Exercise requirements:
Please repeat, exactly as written, the line containing "remains a readable/writable" and every line after it through the end of the records below.

(Exercise data)

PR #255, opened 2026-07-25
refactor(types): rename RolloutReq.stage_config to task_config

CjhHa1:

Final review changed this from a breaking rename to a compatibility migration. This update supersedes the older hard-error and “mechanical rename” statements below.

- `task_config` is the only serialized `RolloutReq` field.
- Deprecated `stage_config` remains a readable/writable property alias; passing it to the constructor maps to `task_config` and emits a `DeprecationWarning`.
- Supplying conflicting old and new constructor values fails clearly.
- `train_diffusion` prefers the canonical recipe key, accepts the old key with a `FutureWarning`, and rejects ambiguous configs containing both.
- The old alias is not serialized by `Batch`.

(End Exercise data)

Output of the task:
- Deprecated `stage_config` remains a readable/writable property alias; passing it to the constructor maps to `task_config` and emits a `DeprecationWarning`.
- Supplying conflicting old and new constructor values fails clearly.
- `train_diffusion` prefers the canonical recipe key, accepts the old key with a `FutureWarning`, and rejects ambiguous configs containing both.
- The old alias is not serialized by `Batch`.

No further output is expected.